§ **Instructions to follow**
For this exercise, restate the records word for word.

Stored data entries:

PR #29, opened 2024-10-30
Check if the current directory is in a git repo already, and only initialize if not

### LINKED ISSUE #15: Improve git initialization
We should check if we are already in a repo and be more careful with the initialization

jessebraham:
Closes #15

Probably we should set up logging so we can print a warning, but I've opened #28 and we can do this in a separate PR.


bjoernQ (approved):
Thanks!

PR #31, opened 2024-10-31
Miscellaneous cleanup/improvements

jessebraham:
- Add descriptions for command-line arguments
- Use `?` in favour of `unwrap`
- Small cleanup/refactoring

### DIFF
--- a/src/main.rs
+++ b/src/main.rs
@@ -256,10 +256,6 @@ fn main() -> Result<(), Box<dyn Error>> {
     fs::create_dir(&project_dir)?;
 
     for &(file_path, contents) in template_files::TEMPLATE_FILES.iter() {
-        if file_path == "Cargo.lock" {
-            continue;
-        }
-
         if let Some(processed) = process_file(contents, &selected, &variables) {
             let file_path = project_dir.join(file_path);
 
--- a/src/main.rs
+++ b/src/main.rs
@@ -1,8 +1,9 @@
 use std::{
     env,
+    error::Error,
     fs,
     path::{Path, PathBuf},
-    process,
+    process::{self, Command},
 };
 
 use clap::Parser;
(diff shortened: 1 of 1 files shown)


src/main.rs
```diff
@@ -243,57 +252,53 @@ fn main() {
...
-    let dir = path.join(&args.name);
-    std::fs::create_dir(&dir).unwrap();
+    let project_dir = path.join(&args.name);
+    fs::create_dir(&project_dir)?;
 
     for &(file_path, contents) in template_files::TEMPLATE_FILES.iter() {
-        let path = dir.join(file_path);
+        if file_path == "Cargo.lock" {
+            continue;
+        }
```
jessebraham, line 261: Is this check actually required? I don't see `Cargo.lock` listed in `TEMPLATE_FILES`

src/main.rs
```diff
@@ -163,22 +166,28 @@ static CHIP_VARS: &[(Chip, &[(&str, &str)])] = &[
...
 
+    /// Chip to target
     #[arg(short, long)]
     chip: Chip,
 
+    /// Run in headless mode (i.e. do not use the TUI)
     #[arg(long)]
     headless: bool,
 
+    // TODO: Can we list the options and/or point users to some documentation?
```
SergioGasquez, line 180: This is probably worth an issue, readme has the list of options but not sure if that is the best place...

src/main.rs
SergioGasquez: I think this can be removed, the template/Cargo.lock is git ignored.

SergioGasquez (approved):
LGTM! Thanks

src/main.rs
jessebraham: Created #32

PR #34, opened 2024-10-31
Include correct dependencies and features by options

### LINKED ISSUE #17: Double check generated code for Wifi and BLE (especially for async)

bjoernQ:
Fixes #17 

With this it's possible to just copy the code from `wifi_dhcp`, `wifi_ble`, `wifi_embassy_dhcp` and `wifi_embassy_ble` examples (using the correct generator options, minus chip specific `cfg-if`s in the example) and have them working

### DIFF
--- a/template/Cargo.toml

§ **Exercise answer**
PR #29, opened 2024-10-30
Check if the current directory is in a git repo already, and only initialize if not

### LINKED ISSUE #15: Improve git initialization
We should check if we are already in a repo and be more careful with the initialization

jessebraham:
Closes #15

Probably we should set up logging so we can print a warning, but I've opened #28 and we can do this in a separate PR.


bjoernQ (approved):
Thanks!

PR #31, opened 2024-10-31
Miscellaneous cleanup/improvements

jessebraham:
- Add descriptions for command-line arguments
- Use `?` in favour of `unwrap`
- Small cleanup/refactoring

### DIFF
--- a/src/main.rs
+++ b/src/main.rs
@@ -256,10 +256,6 @@ fn main() -> Result<(), Box<dyn Error>> {
     fs::create_dir(&project_dir)?;
 
     for &(file_path, contents) in template_files::TEMPLATE_FILES.iter() {
-        if file_path == "Cargo.lock" {
-            continue;
-        }
-
         if let Some(processed) = process_file(contents, &selected, &variables) {
             let file_path = project_dir.join(file_path);
 
--- a/src/main.rs
+++ b/src/main.rs
@@ -1,8 +1,9 @@
 use std::{
     env,
+    error::Error,
     fs,
     path::{Path, PathBuf},
-    process,
+    process::{self, Command},
 };
 
 use clap::Parser;
(diff shortened: 1 of 1 files shown)


src/main.rs
```diff
@@ -243,57 +252,53 @@ fn main() {
...
-    let dir = path.join(&args.name);
-    std::fs::create_dir(&dir).unwrap();
+    let project_dir = path.join(&args.name);
+    fs::create_dir(&project_dir)?;
 
     for &(file_path, contents) in template_files::TEMPLATE_FILES.iter() {
-        let path = dir.join(file_path);
+        if file_path == "Cargo.lock" {
+            continue;
+        }
```
jessebraham, line 261: Is this check actually required? I don't see `Cargo.lock` listed in `TEMPLATE_FILES`

src/main.rs
```diff
@@ -163,22 +166,28 @@ static CHIP_VARS: &[(Chip, &[(&str, &str)])] = &[
...
 
+    /// Chip to target
     #[arg(short, long)]
     chip: Chip,
 
+    /// Run in headless mode (i.e. do not use the TUI)
     #[arg(long)]
     headless: bool,
 
+    // TODO: Can we list the options and/or point users to some documentation?
```
SergioGasquez, line 180: This is probably worth an issue, readme has the list of options but not sure if that is the best place...

src/main.rs
SergioGasquez: I think this can be removed, the template/Cargo.lock is git ignored.

SergioGasquez (approved):
LGTM! Thanks

src/main.rs
jessebraham: Created #32

PR #34, opened 2024-10-31
Include correct dependencies and features by options

### LINKED ISSUE #17: Double check generated code for Wifi and BLE (especially for async)

bjoernQ:
Fixes #17 

With this it's possible to just copy the code from `wifi_dhcp`, `wifi_ble`, `wifi_embassy_dhcp` and `wifi_embassy_ble` examples (using the correct generator options, minus chip specific `cfg-if`s in the example) and have them working

### DIFF
--- a/template/Cargo.toml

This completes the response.